Garden Views-11-November 2019

November began grey, mild and damp with light drizzle, a familiar scene here at this time of the year. Several days saw even heavier rain, yet autumnal leaf colour changes so quickly that even wet grey days merit walks with the camera to try to capture the speed of change.

Having escaped any hard frosts earlier on in autumn, colours still looked fantastic, but everything was brought to an abrupt end with a hard frost on the night of Friday November 8th. Although rain had followed on by dawn, so there was no white icy coating on plants, the damage had already been done.A couple of days later and Dahlias, and Hydrangeas were losing all colours, and most tree leaves were off.

However with perfect timing the first snowdrops were popping up to take up the garden baton, and for once G. reginae-olgae “Cambridge”…was pipped by G. reginae-olgae “Tilebarn Jamie”. This was planted so long ago, I’d given up expecting it would ever flower. Apparently it was bought in 2013, and is planted in a tyre beneath Helianthus “Lemon Queen”, so has probably has had a bit of a battle, but that’s a long time to wait for a single insignificant flower, albeit a very early one! I notice on googling this snowdrop, that one site lists it as “rarely offered”. I wonder why?

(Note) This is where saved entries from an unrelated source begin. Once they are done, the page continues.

PR #252, opened 2019-05-02
[IMP] account_move_base_import: don't break without xlrd, add it to dependencies

hbrunn:
otherwise, this breaks when Odoo loads assets (we have a static folder by now) and the library isn't available

### DIFF
--- a/account_move_base_import/__manifest__.py
+++ b/account_move_base_import/__manifest__.py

Waxcap mushrooms and Earthtongues continued to appear both in the meadows and croquet lawn throughout the early part of the month, in what has been the best season I can recall for them.

The early wintry feel to the weather this November was compounded by the earliest significant snowfall which began in the early evening of the 13th. By morning we had an already melting, but over 2 inches deep, snow cover. 

Most of it melted within 24 hours, but gradually we spotted a significant amount of damage to trees and shrubs which with leaves still on, little wind and heavy wet snow suffered multiple snapped limbs.

The temperatures gradually rose again to give a milder feel towards the end of the month, but this was associated with a return to very grey gloomy days, and a return to rain on most days.

Without any Cyclamen coum or more snowdrops to enliven the scene, our spirits were raised with physical exercise – either bike rides in those fleeting drier interludes, or more often a return to ditching.

It’s now four years since we had a major session clearing all the ditches in our lower wet meadows, and the meadows here still look so much better than they were when we began our rush clearance back in 2013, but inevitably ditches gradually silt up.

In fact the upper body exercise of a session of ditch clearing seems a perfect complement to the lower limb work out of some hill climbing on the bikes.

Even as we headed towards December and finally allowed the sheep back into the upper hay meadow to aftermath graze, just before the snow fell, there were still more waxcaps appearing. In particular a colony of more than a hundred Hygrocybe coccinea (probably) on the middle section of the South facing slope where the top soil was scraped away just after we acquired the property to fill in a zigzag track across this field.

Just after the snow had melted, I had a short session adding extra insulation around and beneath the 2 surviving bee hives. This is how they looked after I’d finished.

With my minimal interventionist approach, and no honey removal or feeding of these 2 colonies, it’ll be interesting to see whether they survive the winter. I also came the closest I’ve come to being stung all year (though wasn’t) when a bee from the butter churn hive, exited from the hive onto the flight board, paused, took off, and immediately decided to buzz and chase me for twenty yards or so.This in spite of a temperature of just 5 degrees C and a modest Northerly wind on a grey day. There’s clearly an active population here still, though sometimes bees will apparently become more aggressive if the queen has died. if this is the case at this time of the year, the colony has no chance of surviving the winter. time will tell.

November finished with a couple of dry and sunny days and a return to slight frosts. The rainfall total for the whole month was once again the heaviest of the year at 248.6 mm, and light levels recorded by the PV confirm it was one of the gloomiest Novembers I’ve recorded here, though somewhat lighter than the very dim 2015, which only recorded 73.43 KWH. It’s always a relief to see the end of this month!